Docker images serve as templates for quickly and easily building containers with pre-built code and applications. As a result, those looking to launch new instances frequently use Docker Hub to find an application that can be quickly deployed.

According to BleepingComputer, over a thousand malicious uploads pose serious hazards to unaware users who deploy malware-filled pictures on locally hosted or cloud-based containers as a result of threat actors abusing the service.

Threat actors have published infected photos with names that make them appear to be well-known and reliable projects in order to deceive consumers into downloading them.

What Hides Behinds the Traps?

Besides the images reviewed by the Docker Library Project, which are verified to be trustworthy, thousands of images with an unknown status are available on the platform.

Researchers at Sysdig used their automated scanners to verify 250,000 unverified Linux images, identifying 1,652 of them as being malicious in the process.

docker hub statistics

Types of malware found in the images on Docker Hub (Source: Sysdig)

The most prevalent category was crypto-miners, with 608 container images, followed by embedded secrets measuring 281 confirmed cases. The embedded secrets detected in the images are AWS credentials, SSH keys, GitHub tokens, NPM tokens, and others.

According to Sysdig, these secrets may have been inadvertently inserted by the threat actor who developed and uploaded the public photos or purposely left them.

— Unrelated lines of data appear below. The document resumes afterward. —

PR #1453, opened 2020-05-22
Fix trap reporting for unreachable errors in the Singlepass backend

MarkMcCaskey:
This PR updates to push code versions in `Instance::new` so that singlepass reports errors correctly.

This is required for the fault handler to read from the exception table and report the exception type correctly in Singlepass:

This fix does not ever pop it, it doesn't update the code in run.rs which both pushes and pops (so that may have broken too (needs investigation))

Other considerations, this logic seems to only apply to `unix`, even if tests don't fail, we should double check windows (and get the tests running there too if they're not)

# Review

### DIFF
--- a/lib/runtime-core/src/instance.rs
+++ b/lib/runtime-core/src/instance.rs
@@ -2,8 +2,6 @@
 //!
 //! An "instance", or "instantiated module", is a compiled WebAssembly [`Module`] with its
 //! corresponding imports (via [`ImportObject`]) that is ready to execute.
-#[cfg(unix)]
-use crate::fault::{pop_code_version, push_code_version};
 use crate::{
     backend::RunnableModule,
     backing::{ImportBacking, LocalBacking},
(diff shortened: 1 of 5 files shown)


MarkMcCaskey:
bors try

lib/runtime-core/src/instance.rs
```diff
@@ -106,6 +108,22 @@ impl Instance {
...
         };
 
+        // We need to push the code version so that the exception table can be read
+        // in the feault handler so that we can report traps correctly
+        #[cfg(unix)]
+        {
+            if let Some(msm) = instance.module.runnable_module.get_module_state_map() {
+                push_code_version(CodeVersion {
+                    baseline: true,
+                    msm: msm,
```
nlewycky, line 118:
```suggestion
                    msm,
```

MarkMcCaskey:
I don't think this is ready to ship yet by the way, I think we probably need feedback from Heyang.  I mentioned the known problems above!

lib/runtime-core/src/instance.rs
```diff
@@ -106,6 +108,22 @@ impl Instance {
             import_object: imports.clone(),
         };
 
+        // We need to push the code version so that the exception table can be read
+        // in the feault handler so that we can report traps correctly
+        #[cfg(unix)]
+        {
+            if let Some(msm) = instance.module.runnable_module.get_module_state_map() {
+                push_code_version(CodeVersion {
```
losfair, line 116: We need to pop the code version when an `Instance` is `drop`ped. The code version won't be released otherwise, and there will be a memory leak.

MarkMcCaskey: For sure -- thanks!  It seems the current system relies on `Instance`s being dropped in the opposite order that they were created, otherwise `pop_code_version` may pop the wrong one.  I think this is probably okay for now but it definitely seems like a bug

Issue #842, opened 2019-09-29
Signal handling improvements


michaelvoronov:
### Motivation

In Fluence we decided to move to Wasmer :). And since our node is written in Scala, we intend to use Wasmer as a JNI module. But almost all Java VMs actively use signals for various tasks (such as asymmetric Dekker synchronization). It turned out that it is incompatible with the signal handling scheme in the clif backend since it just calls abort() functions if a signal doesn't belong to the Wasm side.

Also, it could hurt other environments if you try to embed Wasmer.

### Proposed solution

The most straightforward improvement is just calling the previous handler instead of abort() like this [one](https://github.com/wasmerio/wasmer/compare/master...fluencelabs:clif_jni_hardering
) (I've already tested it in our network). Ideally, it needs a more complex algo taking into account layouts of Wasm heap allocation, stack and so on to determine the exact destination of a signal.

P.S. Really, we don't depend much on this feature to switch to Wasmer, because there is a nice `libjsig` mechanism in Hotspot. But it would be more convenient for us to rely only on proper signal handling scheme inside Wasmer.

syrusakbary:
Thanks for creating the issue!

We are reviewing it internally and will follow here once we have the strategy a bit more clear

michaelvoronov:
Hmm, It seems that the signal management related to managed singlepass context should be refactored to be embeddable... It doesn't even work with `libjsig`.

michaelvoronov:
And also, one wanted design point: in Fluence, we are dealing with multi modules backends. Each module has its memory, and in terms of Wasmer, they have different instances. And we will have some predefined trusted modules such as Redis, SQLite that each developer could easily integrate as a component in his backend. It will be known for sure that these modules don't have any compiler/jit bombs, and it is possible to use the fastest llvm backend for them safely (It could even be precompiled in llvm ir). But untrusted user's modules should still use the singlepass compiler.

At now, each backend compiler in Wasmer uses its signal scheme, and it seems that they aren't compatible with each other (to be honest, I haven't checked, but clif and singlepass have different trap handlers without the ability to call previously registered handlers). So, it would be nice to have such a possibility after signal handler refactoring.

zackangelo:
I'm trying to call Wasmer from a JNI module and I believe I'm bumping into this issue. The first JNI invocation succeeds, but subsequent ones result in the process crashing with error code 134. 

[...]

PR #1496, opened 2020-07-08
Interrupt signal propagation

hanjukim:
# Description
If we embed wasmer to a process, wasmer will override interrupt(SIGINT) signal handler. In result, previous signal handler will not be called when SIGINT is fired, and if it gets fired again, process will be stopped by process::abort() which leads to output a long stack trace.

Related Issue: https://github.com/wasmerio/wasmer/issues/842

# Review

### DIFF
--- a/CHANGELOG.md
+++ b/CHANGELOG.md
@@ -1,6 +1,7 @@
 # Changelog
 
 ## **[Unreleased]**
+- [#1496](https://github.com/wasmerio/wasmer/pull/1496) Propagate interrupt signal(SIGINT) to previous signal handler
 
 ## 0.17.1 - 2020-06-24
 
--- a/Cargo.lock
+++ b/Cargo.lock
@@ -2048,9 +2048,9 @@ dependencies = [
 
 [[package]]
 name = "serde_json"
-version = "1.0.53"
+version = "1.0.56"
 source = "registry+https://github.com/rust-lang/crates.io-index"
-checksum = "993948e75b189211a9b31a7528f950c6adc21f9720b6438ff80a7fa2f864cea2"
+checksum = "3433e879a558dde8b5e8feb2a04899cf34fdde1fafb894687e52105fc1162ac3"
 dependencies = [
  "itoa",
  "ryu",
--- a/Cargo.lock
+++ b/Cargo.lock
@@ -210,9 +210,9 @@ dependencies = [
 
 [[package]]
 name = "cc"
-version = "1.0.54"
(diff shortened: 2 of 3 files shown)


hanjukim:
@Hywan Can you review this? This change is essential to shutdown process gracefully.

syrusakbary:
Hi @hanjukim we are in the mid of the process of upgrading Wasmer, that's why we are a bit slower replying here.

We will be super happy to invite you to it so you can try the new Wasmer, would you mind joining our slack channel so I can follow up there and make sure the issue is fixed? https://slack.wasmer.io/ Thanks! 🤗

Hywan:
@hanjukim Sorry for the late reply. As @syrusakbary told you, a new version of Wasmer is coming, and your issue is likely to be resolved already. If you accept the invitation, you can try to replicate your issue. Thoughts?

hanjukim:
> @hanjukim Sorry for the late reply. As @syrusakbary told you, a new version of Wasmer is coming, and your issue is likely to be resolved already. If you accept the invitation, you can try to replicate your issue. Thoughts?

@syrusakbary I justed joined to wasmer slack. Which branch should I use for testing new version candidate? Thanka for your help.

hanjukim:
Ok. I reviewd new Wasmer (wasmer-reborn) and it seems a lot of things are changing. We are using cosmwasm which is a library that provides building cosmos-compatible wasm smart contracts and it is dependent on wasmer. Is there any chance that this PR could be merged to next release of (old) wasmer? If not, we will have to decide to fork every dependent repositories for our software release.

syrusakbary:
> I reviewd new Wasmer (wasmer-reborn) and it seems a lot of things are changing

That's right. Thanks though for taking a sneak peek of the project!

> Is there any chance that this PR could be merged to next release of (old) wasmer?

Yeah, I think we can do that to facilitate your work!

nlewycky:
While reviewing this PR, I began to wonder why we were installing a hander for SIGINT at all, and discovered that it's tied to the `managed` cfg feature. I moved the relevant code to be conditional under that feature, so we no longer install any handler for SIGINT by default. https://github.com/wasmerio/wasmer/pull/1552/

If you'd like to update this PR so that you can use `managed` and install your own signal handler for sigint, please rebase on top of the `0.x` branch. Thanks!

syrusakbary:
This PR was done for the old codebase, which as commented by Nick it's also solved in `master`. Closing PR.

PS: thanks anyway for the contribution @hanjukim !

Many of the identified malicious images used typosquatting to impersonate legitimate and trusted images. Some cases had a high rate of success, with two examples being downloaded almost 17,000 times.

An Increasing Problem

The risk to users is increasing as 61% of all images pulled from Docker Hub in 2022 come from public repositories, up 15% from 2021 statistics. Unfortunately, due to the size of the Docker Hub public library, its administrators are unable to review every upload on a daily basis; as a result, many malicious images go unreported.

Researchers also noticed that most threat actors upload a small number of malicious images, so even if the uploader is banned, the threat landscape of the platform remains almost the same.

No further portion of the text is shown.